● **How to complete this task**: I'd like every line in the following listing that holds "Hoarder" copied.

● **Data provided**:

PR #1431, opened 2019-10-29
Allow Blazor runs to be serialized correctly

pranavkm:


src/BenchmarksDriver/Program.cs
```diff
@@ -1192,8 +1192,13 @@ CommandOption diffOption
             ClientJob[] clientJobs = null;
 
             var serializer = WorkerFactory.CreateResultSerializer(_clientJob);
+            if (serializer is null)
+            {
+                Log($"No serializer found for {_clientJob.Client}. Using {nameof(WrkSerializer)} by default.");
+                serializer = new WrkSerializer();
```
sebastienros: ok

PR #1435, opened 2019-11-07
Support submitting PR benchmarks using Azure SDK

halter73:


sebastienros:
For your testing you might want to add `SdkVersion: "5.0.100-alpha1-015673"` in the server job until the sdk is fixed

src/PRJobProducer/IFileSystem.cs
```diff
@@ -0,0 +1,16 @@
...
+using System.IO;
+using System.Threading.Tasks;
+
+namespace PRJobProducer
+{
+    public interface IFileSystem
+    {
+        Task CreateDirectoryIfNotExists(string destination);
+        Task<bool> FileExists(string location);
+        Task<Stream> ReadFile(string source);
```
davidfowl: nit: I’d have OpenRead and OpenWrite that return a stream you can read from and write to

src/PRJobProducer/Program.cs
```diff
@@ -29,94 +33,110 @@ public class Program
...
+
+                if (jobsPath.HasValue())
+                {
+                    JobFileSystem = new LocalFileSystem(jobsPath.Value());
+                }
+                else if (azureStorageConnectionString.HasValue())
+                {
+                    if (!azureStorageFileShareName.HasValue())
+                    {
+                        Console.WriteLine("--azure-storage-connection-string was provided with no --azure-storage-file-share.");
```
BrennanConroy: nit: this check could be more robust by checking the existence of both instead of one and then the other.

src/PRJobProducer/IFileSystem.cs
halter73: If I did that, I think I'd have to implement my own Stream type for AzureStorageFileSystem.OpenWrite(location). The Stream could be a pretty thin wrapper around MemoryStream that simply uploads the content on dispose, but I don't think it's worthwhile for an internal abstraction.

src/PRJobProducer/Program.cs
halter73: I added an else to cover this case.

PR #159, opened 2022-08-12
Fix: Not updating descriptions after Infusion

Hornsoup:
Now updates after infusing equipment without autoequipbest enabled.


Hornsoup:
- Now reloads to update the scientific numbers. Pipes are lazy bad mkay?
- Fixed isImport flag not updating to false.

immortalityidle (approved):

PR #163, opened 2022-08-17
Potential slow speed issue with banked

Hornsoup:
In case someone suspends on slow with banked checked I suppose.


Hornsoup:
Still trying to see what part of the code is screwy with offline ticks and suspending.

immortalityidle (approved):

PR #172, opened 2022-08-27
Missing if for spiritActivity found

kagejohn:
I am fairly sure there is supposed to be an if there.


immortalityidle (approved):

immortalityidle:
Good catch, thanks!

PR #174, opened 2022-11-20
Fix "Hoarder" achievment

vhaldemar:
Right now "Hoarder" unlocks almost simultaneously with "Landfill", it is probably a bug


immortalityidle (approved):
Not what I was originally thinking, but I do like spacing out the achievements. Thanks. I'll get it into the next version update.

PR #176, opened 2023-02-05
Logging refactor

LiquidAlmond:
Refactored logging code to allow for easily adding or modifying log topics and put this logging more inline with existing libraries.

The last bit could just be my opinion though.

### DIFF
--- a/src/app/game-state/achievement.service.ts
+++ b/src/app/game-state/achievement.service.ts
@@ -1,5 +1,5 @@
 import { Injectable, Injector } from '@angular/core';
-import { LogService } from './log.service';
+import { LogService, LogTopic } from './log.service';
 import { CharacterService } from './character.service';
 import { InventoryService } from './inventory.service';
 import { HomeService, HomeType } from './home.service';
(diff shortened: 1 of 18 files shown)


src/app/game-state/character.ts
```diff
@@ -573,7 +573,7 @@ export class Character {
       increaseAmount = amount;
     }
     this.attributes[attribute].value += increaseAmount;
-    if (!this.highestAttributes[attribute] || this.highestAttributes[attribute] > this.attributes[attribute].value) {
+    if (!this.highestAttributes[attribute] || this.highestAttributes[attribute] < this.attributes[attribute].value) {
```
LiquidAlmond, line 576: Messed up the commits on this. Change in another PR that should be merged before this one.

src/app/game-state/achievement.service.ts
```diff
@@ -653,7 +653,7 @@ export class AchievementService {
       description: "You have established an empire that will never fall, and a bloodline that will always inherit it.",
       hint: "Bloodline Empire.",
       check: () => {
-        return (this.homeService.home.type === HomeType.Capital && this.characterService.characterState.bloodlineRank >= 7);
+        return (this.homeService.home.type >= HomeType.Capital && this.characterService.characterState.bloodlineRank >= 7);
```
LiquidAlmond, line 656: Messed up the commits on this. Change in another PR that should be merged before this one.

immortalityidle (commented):
I like these changes generally, but how does the performance compare to the existing code? One of the late-game issues we've seen before was with logs bogging down the game as time accelerated, so I want to make sure that any changes are at least as performant as what we have now.

LiquidAlmond:
> I like these changes generally, but how does the performance compare to the existing code? One of the late-game issues we've seen before was with logs bogging down the game as time accelerated, so I want to make sure that any changes are at least as performant as what we have now.

These changes seem to be significantly faster than the existing logging system, but I will admit I did somewhat limited testing. I exported my main game (almost done with hells) and imported into the game running on this branch. After letting it run for an hour it seemed to be just as quick as when the test started.

I'll try getting some benchmark data for before and after these changes while you're on vacation.

PR #177, opened 2023-02-05
Automatic code formatting

LiquidAlmond:
Most changes are from applying code formatting. I can separate the actually changes before applying the formatting rules into a separate PR if ya want.


immortalityidle (commented):
Wow that's a lot of change. I don't love the number of newlines it injects. Can you not have it line break between the tag and attributes? Other than that I don't have very strong feelings on it

LiquidAlmond:
> Wow that's a lot of change. I don't love the number of newlines it injects. Can you not have it line break between the tag and attributes? Other than that I don't have very strong feelings on it

There's a number of options.

1. We can increase the width. Currently set to 120, but can be whatever we want. We would still have the same issue if some line happens to go beyond that limit.
2. We can have Prettier ignore html files and keep the existing formatting.
3. Something I'm not thinking of...

I'm not a big fan of #1 and the html files aren't terrible, so I think I'd recommend #2.

LiquidAlmond:
Recreating without applying the formatting changes.

PR #180, opened 2023-02-11
Common state service

LiquidAlmond:
I propose making all state within the app stored within a single object and operated on exclusively by a single service like this one. By making relatively small, pure functions to be passed into the `apply` and `select` function, the code can be more easily unit tested, which will make the code more robust. This is similar to how Redux and Recoil work, but a bit more primitive.

As a side effect, all services would be reduced to a set of independent functions callable from anywhere, aside from MainLoopService, which will still need to handle ticks.

### DIFF
--- a/src/app/game-state/achievement.service.ts
+++ b/src/app/game-state/achievement.service.ts
@@ -653,7 +653,7 @@ export class AchievementService {
       description: "You have established an empire that will never fall, and a bloodline that will always inherit it.",
       hint: "Bloodline Empire.",
       check: () => {
-        return (this.homeService.home.type === HomeType.Capital && this.characterService.characterState.bloodlineRank >= 7);
+        return (this.homeService.home.type >= HomeType.Capital && this.characterService.characterState.bloodlineRank >= 7);
       },
       effect: () => {
         this.characterService.characterState.imperial = true;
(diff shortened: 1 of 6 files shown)


immortalityidle:
I'm afraid I don't understand how this makes anything better. This just seems like a lot of extra work without any significant gains. Why should the state relevant to a service not belong to that service?

LiquidAlmond:
> I'm afraid I don't understand how this makes anything better. This just seems like a lot of extra work without any significant gains. Why should the state relevant to a service not belong to that service?

immortalityidle:
Hmmm, still not sure I'm seeing the benefit. Circular dependencies seem like they're not a problem to me, is there something dangerous or performance reducing about them I'm not aware of? And I wasn't planning to add unit testing to the game ever. In any case, what you're describing doesn't seem to be what this PR actually does. This just looks like it creates an extra set of state variables hanging out in their own service.

LiquidAlmond:
Right. I don't intend for this exact PR to get merged in. I was demonstrating something that could be done to help simplify the code. Getting everything else in a state where this service would be useful would involve a lot of work and the meat of why would be lost in such a PR.

LiquidAlmond:
Canceling due to this being a much larger pain in the butt than I thought it would be with significantly less benefit.

PR #184, opened 2023-03-08
Optimize background idle

slaymaker1907:
This is kind of an odd set of changes in that it adds background music to enable playing the game without having the game focused. After about 1 minute in the background, most browsers seem to stop respecting setInterval/setTimeout regardless of the time period chosen unless audio is playing (I even tried using a WebWorker, but that did not work for Edge).

The option to play music is disabled by default and is an option in the game menu.

In addition to the audio trick, I made the scheduling a bit smarter so that we will try to run every 25ms. setInterval effectively inserts a 25ms sleep after execution which can lead to unnecessary delays.

The music is public domain from https://freepd.com/.


package.json
```diff
@@ -1,6 +1,6 @@
 {
   "name": "immortalityidle",
-  "version": "1.1.1",
+  "version": "1.1.2",
```
immortalityidle, line 3: Please don't manually increase the version number, my build script takes care of that.

src/app/game-state/main-loop.service.ts
```diff
@@ -7,6 +7,7 @@ import { OfflineModalComponent } from '../offline-modal/offline-modal.component'
 
 const TICK_INTERVAL_MS = 25;
 const LONG_TICK_INTERVAL_MS = 500;
+const BACKGROUND_TICK_INTERVAL_MS = 1 * 1000;
```
immortalityidle, line 10: Why not just 1000?

src/app/game-state/main-loop.service.ts
```diff
@@ -20,8 +21,9 @@ export interface MainLoopProperties {
   pause: boolean;
   bankedTicks: number;
   totalTicks: number;
-  useBankedTicks: boolean;
-  scientificNotation: boolean;
+  useBankedTicks: boolean,
+  scientificNotation: boolean
```
immortalityidle, line 25: Heh, how does this not complain when you compile? punctuate this line please.

src/app/game-state/main-loop.service.ts
```diff
@@ -103,22 +107,103 @@ export class MainLoopService {
...
+    this.playMusic = properties.playMusic;
   }
 
   start() {
     if (!this.characterService) {
       this.characterService = this.injector.get(CharacterService);
     }
 
-    window.setInterval(() => {
+    // The string reason we play audio is to avoid getting deprioritized in the background.
```
immortalityidle, line 118: I'm not sure what "the string reason" means.

immortalityidle (commented):
A very interesting approach to keeping the game alive in the background. I haven't heard of this as a viable solution, but I'm up for trying anything. What's the status of the copyright of the music you included?

package.json
slaymaker1907: Ok, that's good to know. I changed it back to 1.1.1 and just reverted the package-lock.json since I assume the build script probably handles that too.

src/app/game-state/main-loop.service.ts
slaymaker1907: I was experimenting with longer times and this was an artifact of that experimentation, but 1s seems to work and longer times more often result in lag when you bring the tab up again.

src/app/game-state/main-loop.service.ts
slaymaker1907: I'm not sure why it wasn't complaining, but I've updated it. I've been testing via "npm start" since the full build takes a really long time.

src/app/game-state/main-loop.service.ts
slaymaker1907: That was a typo, I've updated the comment.

slaymaker1907:
> A very interesting approach to keeping the game alive in the background. I haven't heard of this as a viable solution, but I'm up for trying anything. What's the status of the copyright of the music you included?

@immortalityidle it is public domain from freepd.com. It isn't the best music, but to be honest I just mute the tab anyway and would recommend others do the same. Even if you put in better music, the same track is going to get tedious pretty quickly (some classical Chinese music would be more thematic, but I'll leave that up to you since it's your game).

PR #186, opened 2023-03-17
Optimize followers CPU usage

slaymaker1907:
# Follower Optimization

In particular, training followers has been optimized using Bayesian updates to only evaluate training ~365 days (or every 1/2 second) which seems to be a lot faster. If a follower only upgrades once in that period, we should only generate ~9 random numbers compared to needing to check every day before.

Additionally, most followers now only do work every 1/2 second which can yield large savings in the late game.

# Follower Power Bug in Hell

Follower power wasn't being updated on entry to hell. This should be fixed now, but I think it was a pretty widely used exploit by players so communicating about this on discord would be a good idea.

# Aptitude Optimization

Aptitude gains from BL9 are also done at the same time since we only lose a little compounding.

# Remaining Work

After these changes, the main bottlenecks seem to be combat, fields, and non-training followers actions (in descending order of impact). Combat in particular makes the other two difficult to optimize without changing game balance since it's kind of inherently serial. Maybe we could assume damage from enemies is minimal in most cases and just handle the cases where damage isn't in the slow path?

I've also noticed that CPU usage goes to about 10% without much consequence when tabbed out in conjunction with the music changes in my other PR while it remains pretty high in the foreground. I think this is probably due to CPU from Angular/DOM manipulation. Maybe this can be optimized by only updating the UI on frame subject ticks?

### DIFF
--- a/src/app/app.component.ts
+++ b/src/app/app.component.ts
@@ -18,6 +18,7 @@ import { ChangelogPanelComponent } from './changelog-panel/changelog-panel.compo
 import { StatisticsPanelComponent } from './statistics-panel/statistics-panel.component';
 import { HellService } from './game-state/hell.service';
 import { SaveModalComponent } from './save-modal/save-modal.component';
+import { StatisticsService } from './game-state/statistics.service';
 
 @Pipe({ name: 'floor' })
 export class FloorPipe implements PipeTransform {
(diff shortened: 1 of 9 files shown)


slaymaker1907:
Also, I forgot to mention that the new statistics service should make the TPS stats persistent since Angular gets rid of the component when it is closed.

VladFurman:
Why do a binary search, instead of rolling for an arbitrary day within the range? Or even re-using the chance roll if we want to avoid calling Math.random.

slaymaker1907:
@VladFurman it's been a while since I wrote this, but the reason why it has to be binary search is because the probability distribution is not equally distributed. Followers have a higher probability of upgrading the longer they've been alive and this is supposed to account for that.

I don't think it's actually safe to reuse that chance roll either, but it might be. You'd definitely want to work it out on paper and make sure it's safe to do such that the probabilities are correct for choosing any particular day.

PR #192, opened 2023-12-16
TrainingSimplify

VladFurman:
Avoid a loop by using logarithms to calculate exact day training happens.

getProbUpgradeAfterDay = dailyFail^days

dailyFail = 1 - dailyUpgradeChance : math, static based on age, attribue, power
does not change over days

dailyFail^days = standard probability (static probability each day)

chance = dailyFail^days
log chance = days * log dailyFail
log chance / log dailyFail = days


immortalityidle:
Very cool simplification.

PR #199, opened 2025-04-16
Begin mobile layout

jimboradley:
Moved the main layout to its own component and created a new mobile layout. Set the breakpoint between the two to 500px, though that should probably be increased.

Moved the pipes into their own file, which will probably help a little with the circular imports problem.

Also added validation to loading the save file, since it was making things break for me. Check to see if the "empty" ones are sane defaults. Seemed to work fine for me but 🤷‍♂️


immortalityidle (commented):
Heh, sure, we'll give it a shot.

PR #380, opened 2024-07-11
accept hpax 1.0

rodrigues:
Hi 👋

`hpax` 1.0.0 upgrade just removes a warning when compiling in Elixir 1.17:

```elixir
warning: 62..@dynamic_table_start + length - 1 inside guards requires an explicit step, please write 62..@dynamic_table_start + length - 1//1 or 62..@dynamic_table_start + length - 1//-1 instead
  lib/hpax/table.ex:160: HPAX.Table.lookup_by_index/2
```

Thanks!

### DIFF
--- a/mix.exs
+++ b/mix.exs
@@ -32,7 +32,7 @@ defmodule Bandit.MixProject do
       {:thousand_island, "~> 1.0"},
       {:plug, "~> 1.14"},
       {:websock, "~> 0.5"},
-      {:hpax, "~> 0.2.0"},
+      {:hpax, "~> 0.2.0 or ~> 1.0"},
       {:telemetry, "~> 0.4 or ~> 1.0"},
       {:req, "~> 0.3", only: [:dev, :test]},
       {:machete, ">= 0.0.0", only: [:dev, :test]},


alisinabh:
Since bandit already requires elixir 1.13+ and hpax 1.0.0 requires 1.12+ (lower) I guess we don't need to support 0.2.0 anymore?

cc @mtrudel

mtrudel:
I think you're correct @alisinabh, but the only wrinkle is that mint only added version support for hpax 1.0.0 [last week](https://github.com/elixir-mint/mint/commit/5d0c6e9aba84618a7fd374cfa49ad392d2125061), so we'd be forcing people that use mint in their apps (which is a LOT of people) to update to at least mint 1.6.2 to solve their dev tree. Not ideal.

mtrudel:
(Also ignore the busted CI; it's an issue with Req that I'm working up)

sleipnir:
> I think you're correct @alisinabh, but the only wrinkle is that mint only added version support for hpax 1.0.0 [last week](https://github.com/elixir-mint/mint/commit/5d0c6e9aba84618a7fd374cfa49ad392d2125061), so we'd be forcing people that use mint in their apps (which is a LOT of people) to update to at least mint 1.6.2 to solve their dev tree. Not ideal.

Hi @mtrudel I don't see any problem in updating because, in fact, the ideal is to stay updated, right?

PR #385, opened 2024-08-01
Expose body read timeouts as 408 Request Timeout errors

### LINKED ISSUE #384: HTTP1 socket might be overly tolerant of socket timeout error
STR:
1. Send a simple HTTP1.1 POST request to a Bandit-powered Phoenix application, but set `Content-Length` header bigger than the actual body length
2. The request returns `413 Request Entity Too Large` after waiting for `read_timeout` (default 60_000) ms.

I believe the reason for this is that Bandit just returns what [it read so far in case of socket timeout](https://github.com/mtrudel/bandit/blob/dc842949996a8069f068263abd6331834be15b3a/lib/bandit/http1/socket.ex#L316). I wonder if this is the correct behaviour here? I'm not an expert on interpreting HTTP standard, but reading through [RFC9112§6.3.6](https://www.rfc-editor.org/rfc/rfc9112.html#section-6.3-2.6) it seems like it's calling for a more brutal handling?

> If a valid [Content-Length](https://www.rfc-editor.org/rfc/rfc9112.html#body.content-length) header field is present without [Transfer-Encoding](https://www.rfc-editor.org/rfc/rfc9112.html#field.transfer-encoding), its decimal value defines the expected message body length in octets. If the sender closes the connection **or the recipient times out before the indicated number of octets are received**, the recipient MUST consider the message to be incomplete and close the connection.

`Plug.Conn.Adapter.read_req_body/2` callback support error tuple as a response, so perhaps `Bandit.Adapter` should use it instead of returning a `:more` tuple?

For context, after switching to Bandit, we began to see mysterious `Plug.Parsers.RequestTooLargeError` errors from requests that are well below default `length` limit of `8_000_000` bytes. After some investigation, I stumbled upon this behaviour. I'm not sure if this is indeed what we see and if it is, why content length would be incorrect for some requests, but I'm worried that `RequestTooLargeError` may be obfuscating real error in some cases.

● **Result**:
Fix "Hoarder" achievment
Right now "Hoarder" unlocks almost simultaneously with "Landfill", it is probably a bug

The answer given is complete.